§ **The problem**: From the entries below, give the number of lines where the word "this" occurs, and nothing else.

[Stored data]
################
PR #7948, opened 2018-08-07
Fixing versioning scheme for universal packages

shubham90:


jahquin-msft:
:shipit:

Tasks/UniversalPackagesV0/Common/ArtifactToolUtilities.ts
```diff
@@ -1,12 +1,12 @@
 // Placed as a separate file for the purpose of unit testing
+import AdmZip = require('adm-zip');
```
keithrob: I'll approve but you might want to reconsider this dependency due to this [bug](https://github.com/cthackers/adm-zip/issues/112).

shubham90: cool, I will take a look at the alternatives but not block on this.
################
§ **Result**: 2